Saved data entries

PR #507, opened 2023-04-04
Add a multilayer reading option for AOI

CharlesAuthier:
Add the option to read a multilayers GPKG when is read by the AOI function.

Plus tests for the entire `check_gdf_load` function.

### DIFF
--- a/utils/geoutils.py
+++ b/utils/geoutils.py
@@ -6,6 +6,7 @@ from typing import List, Union, Sequence
 
 import ast
 import pyproj
+import fiona
 from fiona._err import CPLE_OpenFailedError
 from fiona.errors import DriverError
 import geopandas as gpd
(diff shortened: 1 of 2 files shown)


utils/geoutils.py
```diff
@@ -174,11 +176,24 @@ def check_rasterio_im_load(im):
         raise ValueError("{} is not an accepted image format for rasterio.".format(im))
 
 
-def check_gdf_load(gdf):
+def check_gdf_load(gdf: Union[str, Path, gpd.GeoDataFrame]) -> gpd.GeoDataFrame:
```
ms888ekb, line 179: good job Charles! I like how you improved this part.

utils/geoutils.py
```diff
@@ -190,7 +205,21 @@ def check_gdf_load(gdf):
...
+                for count, layername in enumerate(layer_name):
+                    if count == 0: 
+                        multi_layers = gpd.read_file(gdf, layer=layername)
+                    else: 
+                        geopkg = gpd.read_file(gdf, layer=layername)
+                        multi_layers = pd.concat(
+                            [multi_layers, geopkg],
+                            ignore_index=True
+                        )    
+                return multi_layers
```
ms888ekb, line 222: In general, I understand why it makes sense to know if the label gpkg is a multi-layer or not. But do we have label gpkg in practice? I thought we always have a single-layer single-class gpkg for training? If this is not true, then I need to adjust my tiling script too.

CharlesAuthier: We mustly use single-layer single-class, but we want to also support multi-classes and Pierre told me that the GPKG will be multi layer.

PR #526, opened 2023-05-24
geoutils.py: force BIGTIFF

### LINKED ISSUE #525: BUG: GDL cannot write TIFFs larger than 4 GB
**Description**
GDL writes tifs at inference and these tifs may become very large:
- inference: [enhanced version of imagery](https://github.com/NRCan/geo-deep-learning/blob/0e09cb1150cb05169eee316b213ec280646f1817/dataset/aoi.py#LL473C23-L473C23)
- inference: [raw inference heatmap]((https://github.com/NRCan/geo-deep-learning/blob/develop/inference_segmentation.py#L464))
- inference: [raw inference after argmax/sigmoid of the heatmap array](https://github.com/NRCan/geo-deep-learning/blob/develop/inference_segmentation.py#L477)

**To Reproduce**
Steps to reproduce the behavior on HPC: see `[path/to]/operationalization_dev/geosys-jobs/jobs/NB_DNR_2013_a_INF_BUIL_2023-05-24T09h38_inference.job`
This inference uses a huge image as input which results in the following error when it's time to write the inference to tif.

This results in the following error:
`GDAL signalled an error: err_no=1, msg='TIFFAppendToStrip:Maximum TIFF file size exceeded. Use BIGTIFF=YES creation option.'`

**Expected behavior**
We want to be able to write TIFFs larger than 4 gb. This can be done by modifying our [`create_new_raster_from_base`](https://github.com/NRCan/geo-deep-learning/blob/develop/utils/geoutils.py#L28) to use the BIGTIFF=YES as suggested [here](https://gis.stackexchange.com/questions/347765/how-to-write-bigtiff-raster-files-with-rasterio).

remtav:
fixes #525 

In the [GDAL doc](https://gdal.org/drivers/raster/gtiff.html), nothing seems problematic with always writing BIGTIFF. The only requirement is to have libtiff > 4.0, which has also been the case in our conda envs. I check all our conda envs and docker images and they all include libtiff >4.0.

This solution also uses tiled=True and defines blocksizes in the tif, as suggested by [this SO post](https://gis.stackexchange.com/questions/347765/how-to-write-bigtiff-raster-files-with-rasterio).

### DIFF
--- a/inference_segmentation.py
+++ b/inference_segmentation.py
@@ -172,7 +172,7 @@ def segmentation(param,
     img_gen = gen_img_samples(src=input_image, patch_list=patch_list, chunk_size=chunk_size)
     single_class_mode = False if num_classes > 1 else True
     for sub_image, h_idxs, w_idxs, hann_win in tqdm(
-        img_gen, position=0, leave=True, desc='Inferring on patches',
+        img_gen, position=0, leave=True, desc=f'Inferring on patches',
         total=len(patch_list)
     ):
         hann_win = np.expand_dims(hann_win, -1)
--- a/inference_segmentation.py
+++ b/inference_segmentation.py
@@ -172,7 +172,7 @@ def segmentation(param,
     img_gen = gen_img_samples(src=input_image, patch_list=patch_list, chunk_size=chunk_size)
     single_class_mode = False if num_classes > 1 else True
     for sub_image, h_idxs, w_idxs, hann_win in tqdm(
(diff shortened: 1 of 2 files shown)


remtav:
Having trouble with my rebasing. Lots of duplicate commits. They will be squashed anyways but I'll try to handle things better next time...

CharlesAuthier (approved):

mpelchat04 (approved):

ms888ekb (approved):

Issue #514, opened 2023-05-10
add PR template


remtav:
A PR template would ensure contributors follow a uniform procedure when opening PRs
[PR template](https://docs.github.com/en/communities/using-templates-to-encourage-useful-issues-and-pull-requests/creating-a-pull-request-template-for-your-repository)
[Example](https://github.com/CosmiQ/solaris/blob/main/PULL_REQUEST_TEMPLATE.md)

valhassan:
Another example: https://www.talater.com/open-source-templates/#/page/1

LucaRom:
> Another example: https://www.talater.com/open-source-templates/#/page/1

I enjoyed the adventure!

PR #530, opened 2023-06-05
Fix gh actions

ms888ekb:
fix for GitHub Action tests


CharlesAuthier:
Can you remove what you have comment plz
I dont like the fact that we need to switch a lot of the package from conda to pip, but if its what it take I accept it.

Thanks a lot, I was struggling whit that. 

And can you add  "Fix #514" to your description plz

ms888ekb:
> Can you remove what you have comment plz I dont like the fact that we need to switch a lot of the package from conda to pip, but if its what it take I accept it.
> 
> Thanks a lot, I was struggling whit that.

I'll take a look later which packages can be moved back to conda but for now this combination works

CharlesAuthier (approved):

mpelchat04 (approved):

PR #548, opened 2023-09-29
Hot fix docker image build

ms888ekb:
pointed system variable from the OS's to Conda's installations lib folder.


CharlesAuthier:
can you combine all the commit to make it clean pls :)

valhassan (approved):
Removing the container function seems like a temporary fix. Ideally, we would like to run our tests in the same environment (docker container) as we would in production. This will remove any validation of the docker image. Also, I think all docker image builds should be done inside of GitHub actions (Deprecating build-on-tag). We need more discussions on this!

remtav (approved):

PR #1038, opened 2022-03-14
CLOUDP-114717: Validate Header

fmenezes:
## Proposed changes

Adds validation for the audit log header

_Jira ticket:_ CLOUDP-114717

## Checklist

### DIFF
--- a/internal/cli/opsmanager/logs/decrypt.go
+++ b/internal/cli/opsmanager/logs/decrypt.go
@@ -98,9 +98,7 @@ func DecryptBuilder() *cobra.Command {
 	cmd.Flags().StringVarP(&opts.Output, flag.Output, flag.OutputShort, "", usage.FormatOut)
 
 	_ = cmd.MarkFlagRequired(flag.File)
-
 	_ = cmd.MarkFlagFilename(flag.File)
-	_ = cmd.MarkFlagRequired(flag.File)
 	_ = cmd.MarkFlagFilename(flag.Out)
 	_ = cmd.MarkFlagFilename(flag.LocalKeyFile)
 	_ = cmd.MarkFlagFilename(flag.KMIPServerCAFile)
--- a/internal/cli/opsmanager/logs/decrypt.go
+++ b/internal/cli/opsmanager/logs/decrypt.go
@@ -79,7 +79,7 @@ func DecryptBuilder() *cobra.Command {
 		Use:   "decrypt",
 		Short: "Decrypts a log file with the provided local key file or KMIP files.",
 		Example: `
-  $ mongocli ops-manager decrypt --localKey filePath --file logPath --out resultPath`,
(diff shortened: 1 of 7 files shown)


internal/cli/opsmanager/logs/decrypt.go
```diff
@@ -100,6 +100,7 @@ func DecryptBuilder() *cobra.Command {
 	_ = cmd.MarkFlagRequired(flag.File)
 
 	_ = cmd.MarkFlagFilename(flag.File)
+	_ = cmd.MarkFlagRequired(flag.File)
```
blva, line 103: isn't this duplicated with line 100?

internal/decryption/header.go
```diff
@@ -41,17 +49,57 @@ func decodeHeader(logLine *AuditLogLine, opts KeyProviderOpts) (*HeaderRecord, e
...
+func validateHeaderFields(logLine *AuditLogLine) error {
+	if logLine.TS == nil {
+		return fmt.Errorf("missing timestamp")
+	}
+
+	if logLine.Version == nil {
+		return fmt.Errorf("missing version")
+	}
+
+	if logLine.CompressionMode == nil {
```
blva, line 74: [q] is there a list of compression modes we support? should we validate the mode as well here?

● **What you have to do**: Reproduce, character for character, only the lines of the preceding data that start at the line with "Removing the container" and end at the line with "-98,9 +98,7 @@", both included.

● **Task result**:
Removing the container function seems like a temporary fix. Ideally, we would like to run our tests in the same environment (docker container) as we would in production. This will remove any validation of the docker image. Also, I think all docker image builds should be done inside of GitHub actions (Deprecating build-on-tag). We need more discussions on this!

remtav (approved):

PR #1038, opened 2022-03-14
CLOUDP-114717: Validate Header

fmenezes:
## Proposed changes

Adds validation for the audit log header

_Jira ticket:_ CLOUDP-114717

## Checklist

### DIFF
--- a/internal/cli/opsmanager/logs/decrypt.go
+++ b/internal/cli/opsmanager/logs/decrypt.go
@@ -98,9 +98,7 @@ func DecryptBuilder() *cobra.Command {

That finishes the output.